• EXERCISE DIRECTIONS: Pull out every line below that contains the word "uriparser".

• DATA SHOWN:

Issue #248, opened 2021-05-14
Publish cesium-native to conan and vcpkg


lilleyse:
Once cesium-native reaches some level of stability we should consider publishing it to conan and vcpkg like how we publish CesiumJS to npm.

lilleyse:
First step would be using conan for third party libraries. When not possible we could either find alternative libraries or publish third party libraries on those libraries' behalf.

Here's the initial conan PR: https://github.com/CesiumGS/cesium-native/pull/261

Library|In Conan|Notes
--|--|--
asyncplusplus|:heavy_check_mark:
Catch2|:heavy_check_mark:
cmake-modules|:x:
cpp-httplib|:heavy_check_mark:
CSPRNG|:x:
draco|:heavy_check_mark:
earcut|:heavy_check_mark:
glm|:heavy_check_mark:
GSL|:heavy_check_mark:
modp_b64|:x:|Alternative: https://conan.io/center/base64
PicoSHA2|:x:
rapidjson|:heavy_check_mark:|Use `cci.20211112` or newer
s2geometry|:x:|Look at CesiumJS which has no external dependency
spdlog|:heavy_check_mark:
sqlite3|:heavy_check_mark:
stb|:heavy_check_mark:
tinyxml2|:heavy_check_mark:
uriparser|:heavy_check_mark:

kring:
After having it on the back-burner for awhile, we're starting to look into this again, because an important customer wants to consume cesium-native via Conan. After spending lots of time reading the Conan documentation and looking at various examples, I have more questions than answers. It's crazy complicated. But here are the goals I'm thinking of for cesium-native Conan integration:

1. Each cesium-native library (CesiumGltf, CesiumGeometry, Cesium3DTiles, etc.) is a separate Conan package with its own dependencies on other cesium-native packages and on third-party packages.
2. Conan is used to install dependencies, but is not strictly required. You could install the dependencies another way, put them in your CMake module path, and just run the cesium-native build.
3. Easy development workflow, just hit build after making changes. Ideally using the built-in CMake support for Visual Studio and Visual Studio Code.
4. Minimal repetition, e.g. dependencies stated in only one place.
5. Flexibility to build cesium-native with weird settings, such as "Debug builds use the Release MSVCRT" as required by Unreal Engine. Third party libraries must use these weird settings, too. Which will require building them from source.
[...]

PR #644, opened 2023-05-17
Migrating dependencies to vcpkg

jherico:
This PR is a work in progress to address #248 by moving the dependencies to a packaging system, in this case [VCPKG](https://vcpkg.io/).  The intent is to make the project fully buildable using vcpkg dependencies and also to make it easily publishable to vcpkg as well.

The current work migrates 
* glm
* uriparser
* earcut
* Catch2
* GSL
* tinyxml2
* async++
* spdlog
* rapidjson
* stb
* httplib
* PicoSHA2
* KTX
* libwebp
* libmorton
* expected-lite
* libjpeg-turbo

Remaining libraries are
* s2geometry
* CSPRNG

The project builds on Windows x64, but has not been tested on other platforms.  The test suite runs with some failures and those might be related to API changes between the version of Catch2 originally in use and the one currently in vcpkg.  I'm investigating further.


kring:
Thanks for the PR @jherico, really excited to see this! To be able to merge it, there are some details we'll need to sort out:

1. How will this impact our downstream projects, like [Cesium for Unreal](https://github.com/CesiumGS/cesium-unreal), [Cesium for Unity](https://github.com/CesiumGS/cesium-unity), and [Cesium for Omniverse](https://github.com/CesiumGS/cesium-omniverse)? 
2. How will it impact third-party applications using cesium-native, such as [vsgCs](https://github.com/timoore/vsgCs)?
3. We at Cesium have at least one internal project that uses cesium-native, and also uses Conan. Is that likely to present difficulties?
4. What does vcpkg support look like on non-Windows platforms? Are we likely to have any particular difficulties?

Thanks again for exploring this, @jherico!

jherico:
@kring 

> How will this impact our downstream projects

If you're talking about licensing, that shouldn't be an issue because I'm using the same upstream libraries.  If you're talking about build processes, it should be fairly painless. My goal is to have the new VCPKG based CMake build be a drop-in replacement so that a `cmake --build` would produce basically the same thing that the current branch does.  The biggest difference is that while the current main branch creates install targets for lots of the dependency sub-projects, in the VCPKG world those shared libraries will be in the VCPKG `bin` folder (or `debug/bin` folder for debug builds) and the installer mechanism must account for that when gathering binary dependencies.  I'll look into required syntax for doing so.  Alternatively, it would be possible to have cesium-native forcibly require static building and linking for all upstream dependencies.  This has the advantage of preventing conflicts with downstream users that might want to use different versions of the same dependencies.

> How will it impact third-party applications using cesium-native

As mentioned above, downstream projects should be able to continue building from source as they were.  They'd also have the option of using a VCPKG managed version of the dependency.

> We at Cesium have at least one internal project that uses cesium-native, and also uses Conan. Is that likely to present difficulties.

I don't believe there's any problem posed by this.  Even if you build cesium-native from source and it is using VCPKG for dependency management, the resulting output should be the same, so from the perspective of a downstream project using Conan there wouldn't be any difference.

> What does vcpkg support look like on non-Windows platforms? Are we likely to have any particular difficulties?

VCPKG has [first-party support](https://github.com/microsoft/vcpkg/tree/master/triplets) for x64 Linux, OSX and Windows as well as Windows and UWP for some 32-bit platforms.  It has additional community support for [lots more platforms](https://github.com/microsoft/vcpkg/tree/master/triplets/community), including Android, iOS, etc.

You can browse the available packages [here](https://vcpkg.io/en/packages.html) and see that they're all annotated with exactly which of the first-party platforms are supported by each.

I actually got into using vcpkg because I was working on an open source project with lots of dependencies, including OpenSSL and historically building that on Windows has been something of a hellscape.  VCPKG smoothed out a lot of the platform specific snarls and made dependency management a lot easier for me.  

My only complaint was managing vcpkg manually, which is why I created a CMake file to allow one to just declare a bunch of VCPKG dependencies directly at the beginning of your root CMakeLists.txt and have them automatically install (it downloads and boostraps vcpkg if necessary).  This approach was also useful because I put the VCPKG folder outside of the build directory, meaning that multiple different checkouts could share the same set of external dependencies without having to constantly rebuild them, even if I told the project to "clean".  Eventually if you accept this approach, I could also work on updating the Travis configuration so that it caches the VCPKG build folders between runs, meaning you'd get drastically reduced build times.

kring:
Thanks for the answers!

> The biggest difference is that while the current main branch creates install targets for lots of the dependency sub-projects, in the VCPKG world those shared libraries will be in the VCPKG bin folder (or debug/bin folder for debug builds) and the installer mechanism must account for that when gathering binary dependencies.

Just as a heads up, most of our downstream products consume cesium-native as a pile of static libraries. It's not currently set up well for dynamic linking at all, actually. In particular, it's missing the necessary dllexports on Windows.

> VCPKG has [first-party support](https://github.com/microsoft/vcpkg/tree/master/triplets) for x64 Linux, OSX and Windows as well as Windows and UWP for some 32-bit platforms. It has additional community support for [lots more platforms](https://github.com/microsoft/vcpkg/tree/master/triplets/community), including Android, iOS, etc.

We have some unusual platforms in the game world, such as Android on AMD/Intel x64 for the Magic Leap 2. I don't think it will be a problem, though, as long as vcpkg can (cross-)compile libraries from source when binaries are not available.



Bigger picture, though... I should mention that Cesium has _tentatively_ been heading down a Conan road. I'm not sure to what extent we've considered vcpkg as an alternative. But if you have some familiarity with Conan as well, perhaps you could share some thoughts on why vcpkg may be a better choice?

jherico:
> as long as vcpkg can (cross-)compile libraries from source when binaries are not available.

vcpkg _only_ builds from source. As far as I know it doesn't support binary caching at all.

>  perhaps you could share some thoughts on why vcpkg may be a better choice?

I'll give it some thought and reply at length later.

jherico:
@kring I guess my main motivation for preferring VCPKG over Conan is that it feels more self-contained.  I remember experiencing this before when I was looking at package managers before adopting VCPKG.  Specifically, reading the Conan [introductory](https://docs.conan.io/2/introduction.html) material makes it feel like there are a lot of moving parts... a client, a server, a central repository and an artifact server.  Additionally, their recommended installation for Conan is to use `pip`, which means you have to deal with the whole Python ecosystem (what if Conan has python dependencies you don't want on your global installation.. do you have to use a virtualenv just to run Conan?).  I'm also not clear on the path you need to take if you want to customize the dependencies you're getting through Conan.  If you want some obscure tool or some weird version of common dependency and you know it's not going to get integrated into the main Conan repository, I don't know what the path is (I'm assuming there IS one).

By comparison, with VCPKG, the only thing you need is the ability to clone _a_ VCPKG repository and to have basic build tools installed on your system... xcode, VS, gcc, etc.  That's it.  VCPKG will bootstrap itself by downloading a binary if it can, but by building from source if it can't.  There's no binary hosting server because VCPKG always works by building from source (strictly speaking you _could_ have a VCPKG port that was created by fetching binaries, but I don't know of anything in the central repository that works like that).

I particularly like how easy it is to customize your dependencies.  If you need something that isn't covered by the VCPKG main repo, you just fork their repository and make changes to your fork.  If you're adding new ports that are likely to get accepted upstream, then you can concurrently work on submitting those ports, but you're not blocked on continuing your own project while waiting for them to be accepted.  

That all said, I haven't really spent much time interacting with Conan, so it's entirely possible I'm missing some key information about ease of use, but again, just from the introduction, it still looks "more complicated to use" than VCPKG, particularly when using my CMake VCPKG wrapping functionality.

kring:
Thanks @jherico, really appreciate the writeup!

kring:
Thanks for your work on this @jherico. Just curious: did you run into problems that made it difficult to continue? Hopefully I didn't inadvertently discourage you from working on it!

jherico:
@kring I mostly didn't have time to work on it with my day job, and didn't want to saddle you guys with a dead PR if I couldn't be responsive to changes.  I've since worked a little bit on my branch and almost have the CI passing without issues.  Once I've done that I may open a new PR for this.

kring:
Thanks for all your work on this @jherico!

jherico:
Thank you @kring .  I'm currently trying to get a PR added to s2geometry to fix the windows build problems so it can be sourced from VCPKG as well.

• OUTPUT FOR THIS EXERCISE:
uriparser|:heavy_check_mark:
* uriparser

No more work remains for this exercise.